Canaud noted that the first patient in the study has been on Lumakras for about three years and the second patient for about one year, and neither patient has seen disease progression or developed resistance to Lumakras. While cancer patients on KRAS inhibitors commonly develop resistance, Canaud noted this is less likely in patients with KRAS-driven vascular malformations.

"We are seeing patients who have a single mutation; we don't have multiple mutations [in AVM] like in oncology," which provides less opportunity for affected cells to escape by exploiting other molecular pathways, he said. "It seems that these patients do not have this DNA instability that you find in cancer. The [affected cells] are not able to escape the KRAS inhibition."

In Sheppard's view, the results from this case series and the use of cfDNA to monitor treatment response are "exciting advancements" in the field. "It also provides evidence for the use of allele-specific inhibitors in the treatment of vascular anomalies," she added. "Further systematic studies will help evaluate the efficacy of allele specific inhibitors in comparison to MEK inhibition or anti-angiogenics, like thalidomide."

Her lab is exploring the utility of KRAS inhibitors alone and in combination with MEK inhibitors in complex lymphatic anomalies using the zebrafish model. Their goal is to translate this preclinical work into clinical studies.
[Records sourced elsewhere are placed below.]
PR #83, opened 2022-04-12
Myst notebooks

nwlandry:
* Added jupytext as a dependency in the tutorials requirements file.
* Converted the tutorials to MyST (markdown) files
* Removed the Jupyter notebooks
* Provided a brief description for how to convert between markdown and Jupyter notebooks.

PR #88, opened 2022-04-18
Function to get datasets from xgi-data

nwlandry:
* Updated list of requirements (added seaborn in `tutorials.txt` and requests in `default.txt`)
* Fixed `read_hypergraph_json` to handle isolates.
* Added a function `load_xgi_data()` to get datasets from the [xgi-data respository](https://github.com/ComplexGroupInteractions/xgi-data).
* Added `webtest` and `slow` pytests markers in pytest.ini and added pytest.ini to MANIFEST.in


nwlandry:
Modified the Github actions trigger as suggested in #83.

leotrs (approved):
Still think we should replace XGICounter with itertools.count, but we can leave that for a different PR. This looks much better than the previous one!

PR #90, opened 2022-04-20
Docs

maximelucas:
- added new SimplicialComplex constructors and generators (by Gio)
- added tests for the above new functions
- cleaned SimplicialComplex docs


maximelucas:
Eh it looks messy because it shows all the commits I merged from main...

xgi/generators/nonuniform.py
```diff
@@ -418,15 +424,24 @@ def random_flag_complex(N, p, seed=None, max_order=2):
...
     -----
     Computing all cliques quickly becomes heavy for large networks.
 
+    Example
+    -------
+    >>> import xgi
+    >>> N = 100
+    >>> p = 0.05
+    >>> S = xgi.random_flag_complex(N, p, max_order=2)
+
```
leotrs, line 444: I'd get rid of this example for two reasons: 1) it doesn't actually illustrate any functionality, it just shows a function call, and 2) it slows down the doctest run.

leotrs (changes requested):

xgi/generators/nonuniform.py
maximelucas: Done.

PR #54, opened 2019-04-16
pass default values to `withDefault` by name

mtomko:
Until parsing happens within the context of an effect, it would be nice if my default values can be evaluated lazily.

### DIFF
--- a/core/shared/src/main/scala/com/monovore/decline/opts.scala
+++ b/core/shared/src/main/scala/com/monovore/decline/opts.scala
@@ -51,7 +51,7 @@ sealed trait Opts[+A] {
 
   def orElse[A0 >: A](other: Opts[A0]): Opts[A0] = Opts.OrElse(this, other)
 
-  def withDefault[A0 >: A](default: A0): Opts[A0] =
+  def withDefault[A0 >: A](default: => A0): Opts[A0] =
     this orElse Opts.apply(default)
 
   def orNone: Opts[Option[A]] =
--- a/core/shared/src/test/scala/com/monovore/decline/ParseSpec.scala
+++ b/core/shared/src/test/scala/com/monovore/decline/ParseSpec.scala
@@ -330,6 +330,16 @@ class ParseSpec extends WordSpec with Matchers with Checkers {
       }
     }
 
+    "lazily evaluate defaults" in {
+      var count = 0
+      val a = Opts.option[Int]("num", "a number").withDefault {
+        count += 1
+        count
+      }
+
+      count should be (0)
+    }
+
     "read from the environment" when {
       "the variable is present" should {
         "read the variable" in {


mtomko:
I guess you're right that it probably would break binary compatibility, which probably means this is a non-starter. 

I'll play around with my use case making it an `Opts[IO[Int]]`, but decline doesn't provide an implicit `Argument[IO]` (nor for `Argument[cats.Eval]`). Having `IO` there just to handle the case when a value isn't provided feels a bit heavy-handed, but I guess it's maybe more honest overall.

Regarding effects in general, I wasn't arguing that it should, only noting that an existing issue (https://github.com/bkirwi/decline/issues/35) raised the question; I hadn't fully digested the conversation yet when I mentioned it but I see now that you and others expressed some skepticism of that idea in the aforementioned issue. I guess the advantage to considering effects that is that things like gathering defaults or other options from the environment is impure; if you end up with lots of `Opts[IO[_]]` you'll have extra work to map them together at the end. 

The other possibility would be to wrap the whole command construction and parsing in, eg, an IO:

```scala
private[this] def unsafeCommand: Command[Config] = // constructing this is potentially impure

def parse(args: List[String]): IO[Either[Help, Config]] = IO(unsafeCommand.parse(args).flatMap {
  case Left(help) => // handle help
  case Right(config) => // run with config
}
```
 
This feels weird to me because `IO` already has its own error handling capability, so the nested `IO` and `Either` feels a touch redundant, unless you treat the `IO` as catching any other unexpected exception.

mtomko:
It's late and I might be missing something obvious, but it seems like defining an `Argument[IO[A]]` will be tricky because the `read` method will be hard to implement:
```scala
trait Argument[A] { self =>

  /**
   * Attempt to parse a single command-line argument: given an argument, this returns either
   * the parsed value or a message explaining the failure.
   */
  def read(string: String): ValidatedNel[String, A]
```
we can't get the `ValidatedNel` without evaluating the `IO`, unless I'm missing something obvious; or would we just assume that it's valid and encapsulate the error in the `IO`?

johnynek:
I guess it depends on how you want to validate. If you need some effect to validate you are right, you are out of luck. I haven’t had a need for that case.

bkirwi:
Yeah, I agree that `Argument[IO[_]]` is probably a dead end, for exactly the reasons you mention. `Opts[IO[_]]` is a fine pattern, though... you can always

```scala
Opts.argument[Path]("path").map(IOActions.checkExists)
```

or something like that. `Nested[Opts, IO]` has a nice `Alternative` instance if you're going down that road... behaves exactly as you'd want and saves some boilerplate.

A big hesitation with laziness here is that it's against the usual Cats style... where things tend to be either strict or uses laziness explicitly with `Eval`. I'd be more enthused about an explicit `withDefaultEval` or something I think. (@johnynek as Cats expert... does that sound right?) I guess I'm a litttle surprised the need arises, though... running into default values that are expensive to compute?

(The one place I _have_ put laziness is in `Opts.apply`, of course, as you're taking advantage of there! Did this so folks who aren't using an effect system could still have zero-argument (sub)commands. Does mean you have the escape hatch of doing `arg orElse Opts { myExpensiveDefault }` too at least...)

Also: thanks for the contribution! Hope you're enjoying the library overall...

mtomko:
I see, I can get the same behavior by doing:

```scala
Opts.argument[Path]("path").map(Eval.later).withDefault(...)
```

That's good enough for me. I'm not well versed in `Alternative` but I'll look up how that works. I'm going to close this PR. Thanks for your input everyone, and thanks for a really nice library!

PR #57, opened 2019-05-04
fix travis build error. use openjdk8 instead of oraclejdk8

xuwei-k:


bkirwi:
Thanks for this! And sorry for the slow turnaround; on holiday.

PR #58, opened 2019-05-04
bump versions

SethTisue:
it would be helpful to the Scala community build to have this
merged (because of the kind-projector org change)

### DIFF
--- a/build.sbt
+++ b/build.sbt
@@ -66,7 +66,7 @@ lazy val root =
 lazy val decline =
   crossProject(JSPlatform, JVMPlatform).in(file("core"))
     .settings(defaultSettings)
-    .settings(addCompilerPlugin("org.spire-math" %% "kind-projector" % "0.9.8" cross CrossVersion.binary))
+    .settings(addCompilerPlugin("org.typelevel" %% "kind-projector" % "0.10.0" cross CrossVersion.binary))
     .settings(
       name := "decline",
       description := "Composable command-line parsing for Scala",
--- a/project/build.properties
+++ b/project/build.properties
@@ -1,1 +1,1 @@
-sbt.version=1.2.7
+sbt.version=1.2.8


SethTisue:
looks like your `.travis.yml` needs some work, or perhaps Travis-CI is having transient trouble?

SethTisue:
also note that this may not be mergeable unless you also move to Scala 2.13.0-RC1 and cats 2.0.0-M1

bkirwi:
👋thanks!

this config was also touched in the just-merged #56. i do think going to 2.13.0-RC1 makes sense... gotta do it anyways, and the less conditionals in sbt config the better. not clear to me why i'd need to go to cats 2 at the same time... any context? cats is our ~only public dep so i've been a bit more conservative with updates there, though i do expect the upgrade to be mostly painless.

> looks like your .travis.yml needs some work, or perhaps Travis-CI is having transient trouble?

seems that travis was having trouble with the oraclejdk8 builds... rebasing on master ought to fix.

SethTisue:
there was a ripple effect where ScalaCheck only published 1.14, not 1.13, for 2.13.0-RC1. And cats isn't only using ScalaCheck for testing internally, but is also publishing artifacts that have ScalaCheck as a dependency (for other people to use to do _their_ testing with). so cats decided to move to ScalaCheck 1.14 which required they move to 2.0, since 1.13 and 1.14 aren't either binary or source compatible.

The good news is that cats 2 doesn't have a lot of _other_ changes in it, it's not some big radical overhaul.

Lumakras is not the first oncology drug to be tested in an overgrowth syndrome like AVM. Previously, Canaud and his team tested Novartis' PI3K inhibitor alpelisib in patients with PIK3CA-related lymphatic vascular malformations, which cause lymphatic vessels to form incorrectly and lead to similar issues with the growth of masses and the flow of lymphatic fluid. The FDA originally approved alpelisib under the brand name Piqray for treating hormone receptor (HR)-positive, HER2-negative, PIK3CA-mutated advanced or metastatic breast cancer. But in 2022, the agency approved the same agent for treating PIK3CA-related overgrowth spectrum with the brand name Vijoice based on research conducted by Canaud's team.

Similar to their AVM study, Canaud's team first identified the PIK3CA mutation in some patients with lymphatic vascular malformations and tested Vijoice in mouse models with the same mutation before treating patients. They then conducted retrospective analysis of real-world data from 57 patients treated with Vijoice for PIK3CA-related overgrowth spectrum through a compassionate-use program. They found that 37.5 percent of patients experienced a greater than 20 percent reduction in target lesion volume and that all patients experienced some reduction in lesion volume.

Canaud hopes pharma companies will continue investing in KRAS inhibitors and begin testing them in this setting.

Amgen declined to comment on whether it would pursue studies of Lumakras in KRAS G12C-driven vascular malformations.

As the field continues evolving, Canaud encouraged physicians to continue performing genetic testing to identify precision medicine approaches for these patients. "If you find that kind of mutation in patients, then you can explain the reason for their malformations, … if they are at risk of [passing on] the condition to their children, and [about] new opportunities for targeted therapies," he said.